Journal of Physical Chemistry B, Vol.105, No.45, 11256-11263, 2001
New thermodynamic regularity for cesium over the whole liquid range
In this paper, we derive an equation of state for liquid cesium based on a suggested potential function in accord to the characteristics of large attraction and soft repulsion at the asymptotes of interaction potentials. By considering the interaction of nearest adjacent atoms in dense fluid, the equation of state predicts that the isotherm (Z - 1)V-2 is linear function of (1/p), where Z is the compression factor, V is the molar volume, and p is the molar density. The linear parameters are identified as interaction coefficients related to attraction and repulsion and are used to evaluate the molecular parameters with interesting implications. The isotherm is intended to resolve the particular thermodynamic properties of alkali metals, which have been known for their unusual change of the nature of intermolecular force as the characteristic metal-nonmetal transition range is approached.

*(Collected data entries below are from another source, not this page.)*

PR #2879, opened 2024-06-03
Use pymongoarrow to get dataset results as dataframe

AndreaFrancis:
Fix for https://github.com/huggingface/dataset-viewer/issues/2868

### DIFF
--- a/libs/libcommon/src/libcommon/queue.py
+++ b/libs/libcommon/src/libcommon/queue.py
@@ -17,14 +17,13 @@ from typing import Any, Generic, Literal, Optional, TypedDict, TypeVar
 from uuid import uuid4
 
 import pandas as pd
-import pyarrow as pa
+import pymongoarrow as pma
 import pytz
 from bson import ObjectId
 from mongoengine import Document
 from mongoengine.errors import DoesNotExist, NotUniqueError
 from mongoengine.fields import DateTimeField, EnumField, IntField, ObjectIdField, StringField
 from mongoengine.queryset.queryset import QuerySet
-from pymongoarrow.api import find_arrow_all
 
 from libcommon.constants import (
     DEFAULT_DIFFICULTY_MAX,
@@ -190,16 +189,15 @@ class JobDocument(Document):
     objects = QuerySetManager["JobDocument"]()
 
     @classmethod
-    def fetch_arrow_table(
+    def fetch_as_df(
         cls, query: Optional[Mapping[str, Any]] = None, projection: Optional[Mapping[str, Any]] = None
-    ) -> pa.Table:
+    ) -> pd.DataFrame:
         """
-        Fetch documents matching the query as an Apache Arrow Table.
+        Fetch documents matching the query as a Pandas Dataframe.
         """
         query = query if query is not None else {}
         collection = cls._get_collection()
-        arrow_table = find_arrow_all(collection, query, projection=projection)
-        return arrow_table
+        return pma.api.find_pandas_all(collection, query, projection=projection)  # type: ignore
 
     def info(self) -> JobInfo:
         return JobInfo(
@@ -501,8 +499,7 @@ def release_lock(key: str) -> None:
     )
 
 
-PA_PROJECTION = {
-    "job_id": 1,
+PENDING_JOBS_PROJECTION = {
     "type": 1,
     "priority": 1,
     "status": 1,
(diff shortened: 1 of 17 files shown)


AndreaFrancis:
I put two tests per _get_df function to show the execution difference between the previous mapping and pymongoarrow. If there is an improvement, I should remove the old code.

libs/libcommon/src/libcommon/queue.py
```diff
@@ -116,6 +119,21 @@ class JobQueryFilters(TypedDict, total=False):
     difficulty__lte: int
 
 
+PA_SCHEMA = Schema(
+    {
+        "_id": bson.ObjectId,
```
AndreaFrancis, line 124: https://www.mongodb.com/docs/languages/python/pymongo-arrow-driver/current/data-types/ for more reference

libs/libcommon/src/libcommon/queue.py
```diff
@@ -116,6 +119,21 @@ class JobQueryFilters(TypedDict, total=False):
...
+        "type": pa.string(),
+        "dataset": pa.string(),
+        "revision": pa.string(),
+        "config": pa.string(),
+        "split": pa.string(),
+        "priority": pa.string(),
+        "status": pa.string(),
+        "created_at": pa.timestamp("ms"),
```
AndreaFrancis, line 132: I tried to align with the old mapping "ns," but Pymongoarrow throws an error:
`TypeError: PyMongoArrow only supports millisecond temporal resolution compatible with MongoDB's UTC datetime type.`
I verified, and also, we support up to milliseconds in the Mongo Collection, so I think it is not a big deal.

libs/libcommon/tests/test_state.py
```diff
@@ -47,6 +48,42 @@ def cache_mongo_resource_autouse(cache_mongo_resource: CacheMongoResource) -> Ca
...
+
+
+@pytest.mark.limit_memory("2 MB")  # Success, it uses ~1.5 MB
+def test_get_cache_entries_df() -> None:
+    cache_kinds, expected_entries = populate_cache()
+    entries = get_cache_entries_df(dataset=DATASET_NAME, cache_kinds=cache_kinds)
+    assert entries.shape[0] == expected_entries
+
+
+@pytest.mark.limit_memory("2 MB")  # Will fail, it uses ~2.8 MB
```
AndreaFrancis, line 80: While getting cache df records, the percentage reduction is ~46%, so we are good by switching to pymongoarrow.

libs/libcommon/tests/test_orchestrator.py
```diff
@@ -194,6 +202,33 @@ def test_finish_job(
...
+
+
+@pytest.mark.limit_memory("1.4 MB")  # Success, it uses ~1.4 MB
+def test_get_pending_jobs_df() -> None:
+    populate_queue()
+    pending_jobs_df = Queue().get_pending_jobs_df(dataset=DATASET_NAME)
+    assert pending_jobs_df.shape == (250, 9)
+
+
+@pytest.mark.limit_memory("1.6 MB")  # Will fail, it uses ~1.6 MB
```
AndreaFrancis, line 225: For `get_pending_jobs_df,` the percentage reduction is ~12%; I will leave the team to decide if this is a good indicator to switch to pymongoarrow.
The most impactful is that after getting the data frame, it is needed to perform other transformations (Like renaming _id -> job_id and making status and priority a Categorical value to be used later in a sort statement in [here](https://github.com/huggingface/dataset-viewer/blob/main/libs/libcommon/src/libcommon/state.py#L53).
There surely is another way to handle the state logic, but I would like to make a few changes initially and improve progressively once we are sure that nothing breaks with the switch to pymongoarrow.

libs/libcommon/src/libcommon/queue.py
```diff
@@ -1019,6 +1046,27 @@ def _get_df(self, jobs: list[FlatJobInfo]) -> pd.DataFrame:
         # ^ does not seem optimal at all, but I get the types right
 
     def get_pending_jobs_df(self, dataset: str, job_types: Optional[list[str]] = None) -> pd.DataFrame:
+        filters = {"dataset": dataset}
+        if job_types:
+            filters["type"] = {"$in": job_types}  # type: ignore
+        df = JobDocument.fetch_as_df(query=filters)
+        df.rename(columns={"_id": "job_id"}, inplace=True)
```
AndreaFrancis, line 1053: I didn't find a way to load the data frame with a 'job_id' alias or a projection. Do you have any ideas?

libs/libcommon/src/libcommon/queue.py
```diff
@@ -1019,6 +1046,27 @@ def _get_df(self, jobs: list[FlatJobInfo]) -> pd.DataFrame:
...
+        df["priority"] = pd.Categorical(
```
AndreaFrancis, line 1054: It is needed for https://github.com/huggingface/dataset-viewer/blob/main/libs/libcommon/src/libcommon/state.py#L53
same for "priority".

severo (approved):

libs/libcommon/src/libcommon/simple_cache.py
```diff
@@ -834,6 +862,13 @@ def _get_df(entries: list[CacheEntryFullMetadata]) -> pd.DataFrame:
 
 
 def get_cache_entries_df(dataset: str, cache_kinds: Optional[list[str]] = None) -> pd.DataFrame:
+    filters = {"dataset": dataset}
+    if cache_kinds:
+        filters["kind"] = {"$in": cache_kinds}  # type: ignore
```
lhoestq, line 867: the syntax is not the same as `filters["kind__in"] = cache_kinds` ?

lhoestq (approved):
sounds good, feel free to iterate on this !

libs/libcommon/src/libcommon/queue.py
lhoestq: it's ok imo

libs/libcommon/src/libcommon/simple_cache.py
AndreaFrancis: No, I think kind__in is more for `mongoengine` but in this case it was needed a `pymongo` style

When applied to liquid cesium, the isotherms persist linear over the whole liquid range including the metal-nonmetals transition range and at the critical temperature perfectly. The isotherm is equivalent to a virial (like) EOS for which the linear parameters of the isotherm form the corresponding second and third virial coefficients. The new potential function turns out to be an effective potential that includes not only a pair interaction but also many-body interactions, and therefore, it is not always comparable with pair potential.